Doyle traces his interest in sports parenting to challenges to sportsmanship observed over a lifetime.

"When I was a kid, it was very common to see fighting in games. It was very uncommon to hear trash talking," he says. That flip-flopped in the 1970s, when colleges and officials began instituting stricter penalties for fisticuffs after the widely publicized brawl at a 1972 Minnesota-Ohio State basketball game. Over time, other problems surfaced, too.

"Trash talk continued, but it was displaced by very bad fan behavior, particularly very bad parent behavior," Doyle says. "Because of their intrusive behavior, parents were robbing kids of the journey to self-reliance." The neighborhood basketball court of his youth, he adds, "was a place of social justice where you would negotiate and compromise. That was taken away by micromanaging parents."

The antidote, according to Doyle, comes in a consistent approach to parenting backed by information. "Most questions," he contends, "could be handled if the parents had a philosophy." What he advocates is simple: aspiration anchored by character development and training the mind.

"In sports, acclaim often precedes maturity," Doyle writes, "and this is why if your child decides to pursue excellence in an extracurricular activity, it is important for you to monitor your child's development of the two anchor traits."

To the parent convinced that a coach is unfairly denying his daughter playing time, Doyle goes beyond his "stay out of it" advice. If the child is also upset, Doyle advises, encourage her to speak to the coach and, instead of complaining, ask what she can do to improve enough to earn more game time. He counsels against allowing young athletes to compete on two teams in a single season. Had talk-show host and Little League coach Larry King followed Doyle's advice, he would have taken a walk instead of, as the New York Observer reported last month, confronting the umpire and making a scene at his son's game.

"I never once talked to one of my children's coaches. Not that I wasn't tempted. It was good for my kids to deal with their coaches. I said, 'I'll be there for you to give advice,' " Doyle says. "I knew there was a lot of value to the disappointing aspect of sport. I did not want my children to go undefeated in their sports careers. I wanted them to have a wide span of experience."

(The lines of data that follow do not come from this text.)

PR #61569, opened 2022-10-09
Chainmail fix

Dan1ss1mo:
#### Summary
Bugfixes "Chainmail weight inconsistency fix"

#### Purpose of change
Curantly there is 2 problems with chainmail
1) chainmails suit and hauberk magicaly weights more than its component
2) Hauberk do not have chainmail leggings attached to them. Turning your chainmail into jumpsuit isn't realy a good idea because chain is not particulary elastic material 
3) weight of some chaim pieces is just wrong, there is now way chain gloves , chausses and coif would have the same weight

#### Describe the solution
Adjust chainmail armor parts weight and detach leggings from hauberk

#### Additional context
For calculating weight i used 1,9m2 as total body area. Around 34% of it is torso, 15% arms, 23% legs, 5 hand, 7 feets and 7 for head with neck but with out face(total is below 100 % becouse i do not include face coverage, plus its probably unnecessary to count total area of buttocks and each individual finger of the leg fot most clothing). Would be nice to add this walues to ARMOR_BALANCE_AND_DESIGN doc

### DIFF
--- a/data/json/recipes/armor/suit.json
+++ b/data/json/recipes/armor/suit.json
@@ -968,7 +968,7 @@
       { "proficiency": "prof_closures", "fail_multiplier": 1 },
       { "proficiency": "prof_chain_armour", "fail_multiplier": 1 }
     ],
-    "components": [ [ [ "xs_lc_chainmail_hood", 1 ] ], [ [ "xs_lc_chainmail_hauberk", 1 ] ], [ [ "xs_lc_chainmail_legs", 1 ] ] ]
+    "components": [ [ [ "xs_lc_chainmail_hood", 1 ] ], [ [ "lc_chainmail_hauberk_xs", 1 ] ], [ [ "xs_lc_chainmail_legs", 1 ] ] ]
   },
   {
     "result": "mc_chainmail_suit",
@@ -1069,7 +1069,7 @@
       { "proficiency": "prof_closures", "fail_multiplier": 1 },
       { "proficiency": "prof_chain_armour", "fail_multiplier": 1 }
     ],
-    "components": [ [ [ "xs_mc_chainmail_hood", 1 ] ], [ [ "xs_mc_chainmail_hauberk", 1 ] ], [ [ "xs_mc_chainmail_legs", 1 ] ] ]
+    "components": [ [ [ "xs_mc_chainmail_hood", 1 ] ], [ [ "mc_chainmail_hauberk_xs", 1 ] ], [ [ "xs_mc_chainmail_legs", 1 ] ] ]
   },
   {
     "result": "hc_chainmail_suit",
@@ -1151,7 +1151,7 @@
       { "proficiency": "prof_closures", "fail_multiplier": 1 },
       { "proficiency": "prof_chain_armour", "fail_multiplier": 1 }
     ],
-    "components": [ [ [ "xl_hc_chainmail_hood", 1 ] ], [ [ "xl_hc_chainmail_hauberk", 1 ] ], [ [ "xl_hc_chainmail_legs", 1 ] ] ]
+    "components": [ [ [ "xl_hc_chainmail_hood", 1 ] ], [ [ "xl_lc_chainmail_hauberk", 1 ] ], [ [ "xl_hc_chainmail_legs", 1 ] ] ]
   },
   {
     "result": "hc_chainmail_suit_xs",
@@ -1170,7 +1170,7 @@
       { "proficiency": "prof_closures", "fail_multiplier": 1 },
       { "proficiency": "prof_chain_armour", "fail_multiplier": 1 }
     ],
-    "components": [ [ [ "xs_hc_chainmail_hood", 1 ] ], [ [ "xs_hc_chainmail_hauberk", 1 ] ], [ [ "xs_hc_chainmail_legs", 1 ] ] ]
+    "components": [ [ [ "xs_hc_chainmail_hood", 1 ] ], [ [ "hc_chainmail_hauberk_xs", 1 ] ], [ [ "xs_hc_chainmail_legs", 1 ] ] ]
   },
   {
     "result": "ch_chainmail_suit",
@@ -1271,7 +1271,7 @@
       { "proficiency": "prof_closures", "fail_multiplier": 1 },
       { "proficiency": "prof_chain_armour", "fail_multiplier": 1 }
     ],
-    "components": [ [ [ "xs_ch_chainmail_hood", 1 ] ], [ [ "xs_ch_chainmail_hauberk", 1 ] ], [ [ "xs_ch_chainmail_legs", 1 ] ] ]
+    "components": [ [ [ "xs_ch_chainmail_hood", 1 ] ], [ [ "ch_chainmail_hauberk_xs", 1 ] ], [ [ "xs_ch_chainmail_legs", 1 ] ] ]
   },
   {
     "result": "qt_chainmail_suit",
@@ -1372,7 +1372,7 @@
       { "proficiency": "prof_closures", "fail_multiplier": 1 },
       { "proficiency": "prof_chain_armour", "fail_multiplier": 1 }
     ],
-    "components": [ [ [ "xs_qt_chainmail_hood", 1 ] ], [ [ "xs_qt_chainmail_hauberk", 1 ] ], [ [ "xs_qt_chainmail_legs", 1 ] ] ]
+    "components": [ [ [ "xs_qt_chainmail_hood", 1 ] ], [ [ "qt_chainmail_hauberk_xs", 1 ] ], [ [ "xs_qt_chainmail_legs", 1 ] ] ]
   },
   {
     "result": "chainmail_suit_faraday",


data/json/items/armor/suits_protection.json
```diff
@@ -1557,7 +1557,7 @@
     "armor": [
       {
         "material": [ { "type": "budget_steel_chain", "covered_by_mat": 100, "thickness": 1.2 } ],
-        "covers": [ "torso", "leg_l", "leg_r", "arm_l", "arm_r" ],
+        "covers": [ "torso", "arm_l", "arm_r" ],
```
Drew4484, line 1560: Replace existing leg coverage with sublocation coverage for upper thighs and hips.

data/json/items/armor/suits_protection.json
```diff
@@ -1766,7 +1766,7 @@
     "category": "armor",
     "name": { "str": "low steel chainmail armor" },
```
Drew4484, line 1767:
```suggestion
    "name": { "str": "mild steel chainmail armor" },
```

data/json/items/armor/suits_protection.json
```diff
@@ -1766,7 +1766,7 @@
...
     "description": "A fully customized low steel chainmail suit.  Combine with a gambeson or other padded layer for optimal protection.",
```
Drew4484, line 1768:
```suggestion
    "description": "A fully customized mild steel chainmail suit.  Combine with a gambeson or other padded layer for optimal protection.",
```

data/json/items/armor/suits_protection.json
```diff
@@ -1569,7 +1569,7 @@
     "category": "armor",
     "name": { "str": "low steel chainmail hauberk" },
```
Drew4484, line 1570:
```suggestion
    "name": { "str": "mild steel chainmail hauberk" },
```

data/json/items/armor/suits_protection.json
```diff
@@ -1569,7 +1569,7 @@
...
     "description": "A fully customized low steel chainmail outfit, leaving the head uncovered.  Combine with a gambeson or other padded layer for optimal protection.",
```
Drew4484, line 1571:
```suggestion
    "description": "A fully customized mild steel chainmail outfit, leaving the head uncovered.  Combine with a gambeson or other padded layer for optimal protection.",
```

Drew4484:
The hauberk should cover the subparts "leg_upper" and "leg_hip", as they typically extended to mid-thigh (see <https://github.com/CleverRaven/Cataclysm-DDA/blob/master/doc/ARMOR_BALANCE_AND_DESIGN.md#explanation-3> for more information about covering sublocations). Please let me know if you need assistance with converting to detailed coverage.
The legs should remain on the chainmail suit, there are many examples of full-body chainmail and using the term **Suit** in game refers to something that generally covers the torso and limbs at a minimum. If you want to add variants of the hauberk that includes a hood but no sleeves, that should be a separate item with a distinct name ("Hooded hauberk"?) to avoid confusion.

Drew4484 (changes requested):
The hauberk should cover the subparts "leg_upper" and "leg_hip", as they typically extended to mid-thigh (see <https://github.com/CleverRaven/Cataclysm-DDA/blob/master/doc/ARMOR_BALANCE_AND_DESIGN.md#explanation-3> for more information about covering sublocations). Please let me know if you need assistance with converting to detailed coverage.

The legs should remain on the chainmail suit, there are many examples of full-body chainmail and using the term **Suit** in game refers to something that generally covers the torso and limbs at a minimum. If you want to add variants of the hauberk that includes a hood but no sleeves, that should be a separate item with a distinct name ("Hooded hauberk"?) to avoid confusion.

Dan1ss1mo:
> The hauberk should cover the subparts "leg_upper" and "leg_hip", as they typically extended to mid-thigh (see https://github.com/CleverRaven/Cataclysm-DDA/blob/master/doc/ARMOR_BALANCE_AND_DESIGN.md#explanation-3 for more information about covering sublocations). Please let me know if you need assistance with converting to detailed coverage.
> 
> The legs should remain on the chainmail suit, there are many examples of full-body chainmail and using the term **Suit** in game refers to something that generally covers the torso and limbs at a minimum. If you want to add variants of the hauberk that includes a hood but no sleeves, that should be a separate item with a distinct name ("Hooded hauberk"?) to avoid confusion.

Yeah, i know that hauberk should also cover upper legs, but in that case it's recipe should be adjusted to reqire some extra chainmail sheets, also it would conflict with chainmail leggings. It wold also be nessesary to change protection of suit, to have higher thickness on upper legs and hips. In order to avoid all of that i think it would make sense to keep it a bit shorter than historical one, especially if it supposed to be part of full body suit(it seems that hauberks mostly worn on they own). Maybe there is also proper name for such variant but i am not sure. I will revert chainmail suit change though. Also, shouldn't weigh for chain gloves and chausses should be reduced? Currently they weight almost as much as sleeves. Recipe should also probably give some linceges back as byproduct, as you probably won't need 2 full sheets

Dan1ss1mo:
Maybe call it long sleeve Haubergeon

Dan1ss1mo:
It also seems that chain gloves wasn't fully made from chainmail. They commonly looks like leather gloves with chain coverege on outer side

Drew4484:
> > The hauberk should cover the subparts "leg_upper" and "leg_hip", as they typically extended to mid-thigh (see https://github.com/CleverRaven/Cataclysm-DDA/blob/master/doc/ARMOR_BALANCE_AND_DESIGN.md#explanation-3 for more information about covering sublocations). Please let me know if you need assistance with converting to detailed coverage.
> > 
> > The legs should remain on the chainmail suit, there are many examples of full-body chainmail and using the term **Suit** in game refers to something that generally covers the torso and limbs at a minimum. If you want to add variants of the hauberk that includes a hood but no sleeves, that should be a separate item with a distinct name ("Hooded hauberk"?) to avoid confusion.
> 
> Yeah, i know that hauberk should also cover upper legs, but in that case it's recipe should be adjusted to reqire some extra chainmail sheets, also it would conflict with chainmail leggings. It wold also be nessesary to change protection of suit, to have higher thickness on upper legs and hips. In order to avoid all of that i think it would make sense to keep it a bit shorter than historical one, especially if it supposed to be part of full body suit(it seems that hauberks mostly worn on they own). Maybe there is also proper name for such variant but i am not sure. I will revert chainmail suit change though. Also, shouldn't weigh for chain gloves and chausses should be reduced? Currently they weight almost as much as sleeves. Recipe should also probably give some links back as byproduct, as you probably won't need 2 full sheets.
> Edit: maybe also reduce weight for hauberk a bit as well? According to my research it weight 10 kg, but consider that in-game variant lack leg coverege it should be slightly lighter

We can actually use the layers added in #60862 to avoid conflict for the legs. Alternatively if the hauberk gets trimmed, let's add to the description indicating that it stops at the waist. I'm perfectly okay with updating designs as long as they remain practical. Chainmail is probably too heavy, I only updated the existing suit materials, so they could use an overall review.

Drew4484:
> It also seems that chain gloves wasn't fully made from chainmail. They commonly looks like leather gloves with chain coverege on outer side

There's both but the full chain is usually PPE for working around sharp knives. Adding a version with leather and adjusting the encumbrance would be good. I don't think there's enough of a gameplay difference to worry about fully articulated gloves vs. mittens or half-mitten versions. While these are often integrated into a hauberk I suggest keeping them separate if you're adding a new version of the gloves.

Dan1ss1mo:
> > > The hauberk should cover the subparts "leg_upper" and "leg_hip", as they typically extended to mid-thigh (see https://github.com/CleverRaven/Cataclysm-DDA/blob/master/doc/ARMOR_BALANCE_AND_DESIGN.md#explanation-3 for more information about covering sublocations). Please let me know if you need assistance with converting to detailed coverage.
> > > The legs should remain on the chainmail suit, there are many examples of full-body chainmail and using the term **Suit** in game refers to something that generally covers the torso and limbs at a minimum. If you want to add variants of the hauberk that includes a hood but no sleeves, that should be a separate item with a distinct name ("Hooded hauberk"?) to avoid confusion.
> > 
> > 
> > Yeah, i know that hauberk should also cover upper legs, but in that case it's recipe should be adjusted to reqire some extra chainmail sheets, also it would conflict with chainmail leggings. It wold also be nessesary to change protection of suit, to have higher thickness on upper legs and hips. In order to avoid all of that i think it would make sense to keep it a bit shorter than historical one, especially if it supposed to be part of full body suit(it seems that hauberks mostly worn on they own). Maybe there is also proper name for such variant but i am not sure. I will revert chainmail suit change though. Also, shouldn't weigh for chain gloves and chausses should be reduced? Currently they weight almost as much as sleeves. Recipe should also probably give some links back as byproduct, as you probably won't need 2 full sheets.
> > Edit: maybe also reduce weight for hauberk a bit as well? According to my research it weight 10 kg, but consider that in-game variant lack leg coverege it should be slightly lighter
> 
> We can actually use the layers added in #60862 to avoid conflict for the legs. Alternatively if the hauberk gets trimmed, let's add to the description indicating that it stops at the waist. I'm perfectly okay with updating designs as long as they remain practical. Chainmail is probably too heavy, I only updated the existing suit materials, so they could use an overall review.

Didn't know about this feature, that's cool! I will update protection for chain suits as well then. That's nice, considering that most leg guards don't cover hips.

Dan1ss1mo:
@Drew4484 what about only keeping suit recipe that reqire chain shirt\Haubergeon(still undesided about ulternative mame)

Drew4484:
> @Drew4484 what about only keeping suit recipe that reqire chain shirt\Haubergeon(still undesided about alternative name)
> 

You can add as many combinations as you want, honestly. As long as they're clearly defined for players so they know what they're crafting. We can also have as many alternate recipes as are needed, as long as the result is the same you don't need to worry about menu bloat.

Dan1ss1mo:
> > @Drew4484 what about only keeping suit recipe that reqire chain shirt\Haubergeon(still undesided about alternative name)
> 
> You can add as many combinations as you want, honestly. As long as they're clearly defined for players so they know what they're crafting. We can also have as many alternate recipes as are needed, as long as the result is the same you don't need to worry about menu bloat.

well, i think that menu bloat is a realy big problem for new players. It is realy hard to navigate through it if you dont already know what you need

Dan1ss1mo:
@Drew4484 i also recalculate armor weight using approximated values from diagram that i show you, could you check if new values seems reasonable to you, please?

Drew4484:
> @Drew4484 i also recalculate armor weight using approximated values from diagram that i show you, could you check if new values seems reasonable to you, please?
> Edit: would be glad if you also help me to figure out what cousing the error

Here's the error, will need to double check that the xs ch chainmail hauberk is listed correctly in the recipe below. I'll have to check the weight later on Sunday.

2022-10-16T10:19:54.0843077Z (~[slow] ~[.],starting_items)=> 10:19:23.036 ERROR : src/requirements.cpp:597 [void component::check_consistency(const std::string &) const] xs_ch_chainmail_hauberk in inline_recipe_ch_chainmail_suit_xs_hauberk is not a valid item template

Dan1ss1mo:
> > @Drew4484 i also recalculate armor weight using approximated values from diagram that i show you, could you check if new values seems reasonable to you, please?
> > Edit: would be glad if you also help me to figure out what cousing the error
> 
> Here's the error, will need to double check that the xs ch chainmail hauberk is listed correctly in the recipe below. I'll have to check the weight later on Sunday.
> 
> 2022-10-16T10:19:54.0843077Z (~[slow] ~[.],starting_items)=> 10:19:23.036 ERROR : src/requirements.cpp:597 [void component::check_consistency(const std::string &) const] xs_ch_chainmail_hauberk in inline_recipe_ch_chainmail_suit_xs_hauberk is not a valid item template

i don't know who the fuck has put xs at the end of hauberk and suit id, instead of at the beggining like with all other such items, but that was REALLY confusing. That was what one of the cause of the problem

Drew4484 (approved):

PR #61572, opened 2022-10-09
Increase shelf life of fruit jam

merrygin:
#### Summary
Balance "Increases shelf life of fruit jam"

#### Purpose of change
Fruit jam is nominally spoiling after 10 days. In reality, shelf life is several months even with opened jams. Jam is a way to preserve fruits through the added sugar, so canning should not be required for it to have use (while canning is of course better).

#### Describe the solution
Increase shelf life of fruit jam to 180 days (roughly half a year/6 months - which is the lower end of numbers i found).

None.

#### Testing
None.

#### Additional context
Some sources
https://www.chefsresource.com/does-jam-go-bad/
http://shelflifeadvice.com/condiments-herbs-spices-spreads/spreads/jelly-jam-and-preserves
http://shelflifeadvice.com/content/how-long-should-i-keep-open-jar-jelly-jam-or-preserves

Jummy.

### DIFF
--- a/data/json/items/comestibles/fruit_dishes.json
+++ b/data/json/items/comestibles/fruit_dishes.json
@@ -252,7 +252,7 @@
     ],
     "weight": "15 g",
     "color": "red",
-    "spoils_in": "10 days",
+    "spoils_in": "180 days",
     "container": "jar_3l_glass_sealed",
     "comestible_type": "DRINK",
     "symbol": "~",


Zireael07:
Quote from your source: 
> Once opened, the jar should be stored in the fridge.

This is the deal-breaker, as Cataclysm doesn't have power anymore so even storing in a fridge will not help.

My mum makes lots of jam during the summer, and she pasteurizes the jars. If a jar doesn't seal, we have to eat it fast or it spoils. 10 days sounds roughly right.

merrygin:
> Quote from your source:
> 
> > Once opened, the jar should be stored in the fridge.
> 
> This is the deal-breaker, as Cataclysm doesn't have power anymore so even storing in a fridge will not help.
> 
> My mum makes lots of jam during the summer, and she pasteurizes the jars. If a jar doesn't seal, we have to eat it fast or it spoils. 10 days sounds roughly right.

Hmm I see. So the "spoils_in" is always assumed to be unrefridgerated?
With the value liek it is, it will also spoil in roughly 10 days even when refrigerated though, doesn't it? So perhaps at least a shelf life of 3-4 weeks or something instead of 10 days?

Maleclypse:
> > Quote from your source:
> > > Once opened, the jar should be stored in the fridge.
> > 
> > 
> > This is the deal-breaker, as Cataclysm doesn't have power anymore so even storing in a fridge will not help.
> > My mum makes lots of jam during the summer, and she pasteurizes the jars. If a jar doesn't seal, we have to eat it fast or it spoils. 10 days sounds roughly right.
> 
> Hmm I see. So the "spoils_in" is always assumed to be unrefridgerated? With the value liek it is, it will also spoil in roughly 10 days even when refrigerated though, doesn't it? So perhaps at least a shelf life of 3-4 weeks or something instead of 10 days?

Refrigerated it will spoil in 30 days after opening.

merrygin:
Alright! Then I'll close the PR.

PR #61574, opened 2022-10-09
Add Hub-01 modular headgear

NoddingCrow:
#### Summary
Content "New Hub-01 modular headgear and ablative inserts"

#### Purpose of change
Hub-01 has long been without a head version of its signature upgradable armor. This adds a new high-tech headrig with both NV and IR cycle goggles, and the full progression of inserts. Additionally a new half-face gas mask providing full protection, currently limited only to the HUB-01 vendor.
This also fills the fun niche of an OUTER layer helmet suitable for wearing over the HUB Envirosuit.

#### Describe the solution
After consulting @John-Candlebury on basic design premise, I settled on simply expanding what was already present in the HUB design aesthetic. The new headgear carries the same armor stats as the poncho, though a little heavier than it proportionally should be on account of the NV/IR scanner. The inserts follow exactly the same progression as the existing poncho ones, with coverage 85% (same as the army helmet). This leads to the Soldier-tier insert being quite a bit stronger than the army helmet, but also considerably heavier so I think it works out well enough. The Kevlar-tier insert is more or less on par with existing army helmet, though probably harder to come across in comparison.

I then added the various new parts to the appropriate vendor and item groups - for example Cranberry the NPC now spawns with a headrig with a kevlar insert to protect their noggin.

In an ideal world I'd love to see a multi-option item transform menu to allow the user to select which mode they wanted, rather than cycle through. This would allow e.g. wearing the goggles on a 'passive' mode with no scanner, and adding basic HUD elements like time and temperature. Unfortunately as far as I can tell there's no way to achieve this, so I settled on the current cycle of Stowed -> NV -> IR -> Stowed

#### Testing
basic build test -- json error resolved
headgear w/ prototype insert spawns on dead scientist 
tier 2 inserts visible in HUB store
new gasmask given correctly when purchasing environment kit before Light Retrieval 
cranberry foster spawns with headgear > kevlar insert 
tier 3 insert given after Light Retrieval Prototype

#### Additional context
image
Mockup MSX+ sprites showing general layout - Stowed goggles on forehead -> NV mode -> IR mode, plus half-face mask


data/json/items/armor/robofac_armor.json
```diff
@@ -243,6 +243,132 @@
...
     "flags": [ "DIMENSIONAL_ANCHOR", "PORTAL_PROOF", "STURDY", "OUTER", "WATERPROOF", "VARSIZE", "RAINPROOF", "HOOD", "SOFT" ]
   },
+  {
+    "id": "robofac_head_rig",
+    "repairs_like": "coat_rain",
+    "type": "TOOL_ARMOR",
+    "category": "armor",
+    "name": { "str": "Hub 01 modular recon headgear" },
+    "looks_like": "tac_helmet",
+    "description": "Heavy duty hooded headwear for the true frontier explorer, made with robust nylon sheeting reinforced with kevlar fibers. The top consists of a series of plastic plates with hooks and velcro strips, perhaps for attaching additional parts. On the forehead of the assembly is a bulky box visor on a mechanism to quickly pull it down over your eyes, with a cover on the side to insert standard batteries. Activate to lower the visor and use the light amplification functions.",
```
TheShadowFerret, line 253:
```suggestion
    "description": "Heavy duty hooded headwear for the true frontier explorer, made with robust Nylon sheeting reinforced with Kevlar fibers. The top consists of a series of plastic plates with hooks and velcro strips, perhaps for attaching additional parts. On the forehead of the assembly is a bulky box visor on a mechanism to quickly pull it down over your eyes, with a cover on the side to insert standard batteries. Activate to lower the visor and use the light amplification functions.",
```
*Angry Dupont noises*

John-Candlebury:
Quite like whats here. 
The only note Is that I probably wouldnt spawn it on the first mission corpse. Might be better to just have it offered for sale after the second mission or so.

NoddingCrow:
> Quite like whats here. The only note Is that I probably wouldnt spawn it on the first mission corpse. Might be better to just have it offered for sale after the second mission or so.

You're the boss! Headgear with proto insert item group deleted; removed from spawning on early corpse. 
Re-booted up a world and tested, headgear is not spawning on corpse but still pops up in the trader inventory eventually. 

Briefly looked at making it a prototype that the intercom will offer you, but good lord I don't get the NPC trees. If anyone else wants to give that a whirl they're more than welcome. 

Still, it's now gated behind getting the HUB to trade with you, making some credit to trade with, then finally the trade RNG. 
Or killing Cranberry if you're a heartless monster, I guess.

John-Candlebury:
Yeah I think that works well for now.

Maddremor:
Would it be possible for the goggles to be an insert themselves? That way you could both hand them out as loot progression at a chosen point, and have the player choose what they actually care to carry with them.

NoddingCrow:
> Would it be possible for the goggles to be an insert themselves? That way you could both hand them out as loot progression at a chosen point, and have the player choose what they actually care to carry with them.

Hiya. Technically possible, absolutely yes. I've just run up a version of it locally and it's working fine. 
However, the helmet with integrated visor was part of the original design inspiration for this work and so was what I based my design around.
I've run both options by Candlebury just now, and he's said to leave it as-is.

It's a fairly easy change to make, and I'll certainly keep the separate headgear/goggles version local for a while in case he changes his mind, but for now I'm going to say it being a little bulky / heavier than maybe people would like is by design.

PR #61578, opened 2022-10-09
Implement scrolling for world menu

### LINKED ISSUE #61369: Load/World menu stops displaying
### Describe the bug

It seems that when the number of worlds to be displayed is greater that the length of one page (max seems to be 18 entries), the world/load selection UI stops displaying. Note that the "New World" option also counts as an item, so when exactly 18 worlds are present, the "load" option will work, but "world" won't.
Do note that this just prevents the UI from displaying, you can still move around and select an option in the menu just fine.

### Steps to reproduce

1.) Create 17 new worlds(likely includes tutorial world), note that the UI for [LOAD] and [WORLD] still works.
2.) Create one more world, and observe that the [LOAD] menu works while the [WORLD] menu has stopped working.
3.) Create another world (you can still interact with the world menu, move and select options until world creation comes up), and observe that the [LOAD] menu stops working too.

### Expected behavior

It should be displaying the various pages etc, not failing to render the list of worlds entirely.

### Screenshots

_No response_

- OS: Android
    - OS Version: Manufacturer: Google; Model: Pixel 4a (5G); Release: 13; Incremental: 8927612; 
- Game Version: 07a9641 [64-bit]
- Graphics Version: Tiles
- Mods loaded: [
    Dark Days Ahead [dda],
]

### Additional context

- I first noticed the bug after accidentally starting the tutorial and quitting while it was loading, there's a chance it broke something. But if it didn't, that would also mean tutorial saves count towards the above world count, which shouldn't be the case anyway.
- This might also mean that creating a tutorial world when the page is full could have caused this instead, but I have my doubts. Test that if the above steps don't work though.
- I have yet to test this in a more isolated case (I'm nervous about messing up my local version, and can't use an Android emulator right now), let me know if you don't experience this.
- The bug first occurred in an earlier version of CDDA Experimental, but after updating to the latest version the UI still wasn't displaying. It only partially resolved after I deleted empty worlds from my save folder (including the tutorial world, but I still had to delete another empty save after it).

Ezrashaw:
#### Summary
Bugfixes "Implement scrolling for world menu (and other main menu sub-menus)"

#### Purpose of change
Fixes #61369. Small terminal sizes, coupled with lots of worlds causes the whole world menu to disappear. This occurs at the smallest terminal size (24) with 17 worlds; this is a _very_ rare edge case (#61369 was playing on android). 

#### Describe the solution
Implemented scrolling for all the sub-menus including for `[World]` and `[Load]`. Note that existing behavior (and visuals) for people on standard screens/ terminals is unchanged.  We use a extra variable to keep track of where the top of the menu is, relative to the scrolling: `sub_opt_off`. I'm not sure if this could have been better done with existing scrolling architectures and overall `main_menu.cpp` needs a refactor to unify all the different implementations of scrolling, menu drawing etc.

- Try and understand a way to do this with other scrolling logic in `main_menu.cpp`: Too difficult, other code solves a slightly different problem and this is best addressed by a proper refactor.

#### Testing
Opened game, created excessive number of worlds, all scrollbars and logic is working as intended. Also successfully tested resizing the terminal with the menu open.

#### Additional context
I'm reasonably new to this codebase and might not have done this in the optimal way.

### DIFF
--- a/src/main_menu.cpp
+++ b/src/main_menu.cpp
@@ -236,18 +236,38 @@ void main_menu::display_sub_menu( int sel, const point &bottom_left, int sel_lin
         return;
     }
 
-    const point top_left( bottom_left + point( 0, -( sub_opts.size() + 1 ) ) );
-    catacurses::window w_sub = catacurses::newwin( sub_opts.size() + 2, xlen + 4, top_left );
+    point top_left( bottom_left + point( 0, -( sub_opts.size() + 1 ) ) );
+    int height = sub_opts.size();
+    if( top_left.y < 0 ) {
+        height -= abs( top_left.y ); // abs unnecessary but more clear
+        top_left.y = 0;
+    } else {
+        sub_opt_off = 0;
+    }
+
+    if( sel2 - 1 < sub_opt_off ) {
+        sub_opt_off = sel2;
+    } else if( sel2 + 1 > sub_opt_off + height ) {
+        sub_opt_off = sel2 - height + 1;
+    }
+
+    catacurses::window w_sub = catacurses::newwin( height + 2, xlen + 4, top_left );
     werase( w_sub );
     draw_border( w_sub, c_white );
-    for( int y = 0; static_cast<size_t>( y ) < sub_opts.size(); y++ ) {
-        std::string opt = ( sel2 == y ? "» " : "  " ) + sub_opts[y];
+
+    for( int y = 0; y < height; y++ ) {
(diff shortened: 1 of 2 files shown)


Ezrashaw:
Note that the lgtm alert was fixed by [a1b7986](https://github.com/CleverRaven/Cataclysm-DDA/pull/61578/commits/a1b7986a3b1cbb18ecdc42603846dace10719221)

If a coach behaves unethically, whether by gossiping about players or displaying poor sportsmanship or condoning the use of performance-enhancing drugs, parents, Doyle says, must intervene. "It is your obligation to do so," he writes. "At any level, you may feel more comfortable going over the coach's head."

ACT OF FORGIVENESS

Doyle served as assistant men's basketball coach at Brown University from 1976 to 1978, then as head basketball coach at Trinity College from 1978 to 1981. He gave up coaching because his oldest child, Danny, now 36, is severely autistic and, at the time, Doyle and his wife needed to find an appropriate program for him.

Contemplating his next step, Doyle recalled trips to Europe and Cuba he had taken as a player or coach. He earned a master's degree from Tufts University's Fletcher School of Law and Diplomacy and founded the Institute for International Sport.

In 2005, when Doyle was finishing the chapter on his philosophy of sports parenting, four teenagers, in a random act of violence, beat Doyle's son Matt unconscious as he left a gym in Chicago. Matt Doyle, now 34, was hospitalized for almost three months and still suffers from seizures. At the youths' sentencing, the Doyles, in an act of forgiveness, challenged the attackers to change their lives. They also learned that several, including one who expressed an interest in playing college football, had been involved in sports.

"Had one strong, firm and fair coach entered the lives of these four boys," Doyle writes, "and spread the unambiguous message of fair play, self-restraint, respect for others and commitment to non-violence, they might have spared Matt, our family and society from their act of savagery."